Nextflow is a workflow management system used for executing scientific workflows across platforms scalably, portably, and reproducibly.

Here, we’ll run a demo of the microscopy pipeline mcmicro to correct uneven illumination. Reference

Note

Typically, you run the Nextflow workflow from the command line or Seqera Platform and then register input and output data with a script. The Seqera Platform allows for post-run scripts that can automate this process.

!lamin init --storage . --name nextflow-mcmicro
Hide code cell output
💡 connected lamindb: testuser1/nextflow-mcmicro
import lamindb as ln
💡 connected lamindb: testuser1/nextflow-mcmicro

Run mcmicro/exemplar pipeline

Register the exemplar-001 data as input of the mcmicro pipeline by running the script below:

Hide code cell source
from IPython.display import display, Code

with open('mcmicro_exemplar.py', 'r') as file:
    display(Code(file.read(), language='python'))
Hide code cell output
# mcmicro_exemplar.py

"""This script downloads the MCMICRO exemplar data and registers it in LaminDB.

Usage: python mcmicro_exemplar.py exemplar-001
"""

import lamindb as ln
import subprocess
import argparse


# get args from command line
parser = argparse.ArgumentParser()
parser.add_argument("name", type=str, help="Name of the example data.")
args = parser.parse_args()
if args.name not in ["exemplar-001", "exemplar-002"]:
    raise ValueError("Invalid name. Use 'exemplar-001' or 'exemplar-002'.")

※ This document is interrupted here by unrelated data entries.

PR #150, opened 2021-08-09
Remove children based on resource from sidebar

Pe5h4:
- Implement `removeChildren` method to remove children of items from sidebar based on resource.
- It is similar to removal of item from sidebar based on resource


Pe5h4:
@ateska This PR is about removal of children(s) from Sidebar.

It is a softcheck with usage of `rbac` endpoint and it should prevent to display a `forbidden`/`restricted access` children of item(s) in the sidebar menu to users without particular rights (resource).

Previously, the similar concept has been implemented for `items` in sidebar, this is just a extension that we can control what we want to display to users based on their rights.

In the `gif`

- the first user `NewUser` does not have rights to display whole `Auth` module of SeaCat WebUI
- the second user `Test3` has rights to display `Auth` module, but does not have right to display `Session` containers (a child of `Auth` item)
- the third use `Franta` has all the rights and can display `Auth` module and all its children, in this case, this user is a superuser.

remove-children

Pe5h4:
@ateska

src/containers/Application.js
```diff
@@ -570,6 +570,15 @@ class Navigation {
 	removeItem(item) {
 		this.Items = this.Items.filter(i => i.name != item.name);
 	}
+
+	removeChildren(children) {
```
ateska, line 574: I don't think that this is a correct way how to implement this.

Technically, you don't remove items/children but you hide them; or it could be implemented as hidden implicitly and shown when resource is granted.

ateska (changes requested):

Pe5h4:
@ateska So, I refactored it. The functionality is the same as in gif above, so I did not created a new one.
What I changed was:

- I deleted item and children removal from navigation in Application.js
- I updated `auth` module where unauthorized items and children of navigation are now stored in redux store
- Updated `Sidebar` that the nav items and nav children stays hidden (they are not displayed) if it match the criteria of `unauthorized`. The decision what is authorized/unauthorized is done by `rbac` endpoint.
- When there is no `auth` module enabled in the application, all the sidebar items and children are displayed

Pe5h4:
@titkov49 ^^^

titkov49 (approved):

Pe5h4:
@ateska Encapsulated the navigation validation for Sidebar into separate async method (based on the review). The bulk API request to `rbac` endpoint will be implemented in the next iteration (after discussion with Robin)

Pe5h4:
@ateska

src/modules/auth/actions.js
```diff
@@ -1,3 +1,5 @@
 export const types = {
 	AUTH_USERINFO: "SeaCat/AUTH_USERINFO",
+	UNAUTHORIZED_ITEM: "SeaCat/UNAUTHORIZED_ITEM",
```
ateska, line 3: This is way to generic ... `SeaCat/Navigation/UNAUTHORIZED_ITEM` is likely more accurate

src/modules/auth/index.js
```diff
@@ -188,6 +179,36 @@ export default class AuthModule extends Module {
 		});
 	}
 
+
+	async validateNavigation() {
+		let getItems = this.Navigation.getItems();
```
ateska, line 184: `this.Navigation` should be replaced by `this.app.Navigation` ... it respects the ownership.

src/modules/auth/reducer.js
```diff
@@ -2,6 +2,8 @@ import { types } from './actions'
 
 const initialState = {
 	userinfo: null,
+	unauthorizedItem: [],
```
ateska, line 5: `unauthorizedNavigationItem` ... and so on

ateska (changes requested):

src/modules/auth/index.js
Pe5h4: @ateska I suppose it does, its a global value set in the constructor: https://github.com/TeskaLabs/asab-webui/blob/fad6b15f8e26db2a4017f831dbcac5562cf0da59/src/modules/auth/index.js#L25

Anyway, if it should be changed by your proposal, then we have to refactor it elswhere, e.g.:
https://github.com/TeskaLabs/asab-webui/blob/fad6b15f8e26db2a4017f831dbcac5562cf0da59/src/modules/auth/index.js#L19-L21

or not?

ateska: Well, yes ... it is a better practice to use `this.App.XYZ` instead of `this.XYX = this.App.XYZ` because people knows the app structure from elsewhere.

Pe5h4:
@ateska The naming convention has been updated

ateska (approved):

# execute the nextflow pipeline to download example data
report = f"{args.name}_mcmicro-exemplar_execution_report.html"
subprocess.run(
    [
        "nextflow",
        "run",
        "labsyspharm/mcmicro/exemplar.nf",
        "--name",
        args.name,
        "-with-report",
        report,
    ]
)

# get the nextflow execution id from the log (last row, latest run is at the bottom)
nextflow_id = subprocess.getoutput(
    "nextflow log | tail -n 1 | awk -F '\t' '{print $6}'"
)

# track the pipeline transform
transform = ln.Transform(
    name="MCMICRO exemplar",
    version="1.0.0",
    type="pipeline",
    reference="https://github.com/labsyspharm/mcmicro",
)
run = ln.track(transform=transform)
# optionally, tag the transform
ulabel = ln.ULabel(name="nextflow").save()
run.transform.ulabels.add(ulabel)
# track the execution report, set visibility to "hidden" to avoid cluttering the artifacts
report_artifact = ln.Artifact(
    report, description=f"nextflow report of {nextflow_id}", visibility=0, run=False
).save()
run.report = report_artifact
run.reference = nextflow_id
run.reference_type = "nextflow_id"
run.save()
# optionally, track the pipeline parameters
ln.Param(name="name", dtype="str").save()
run.params.add_values({"name": args.name})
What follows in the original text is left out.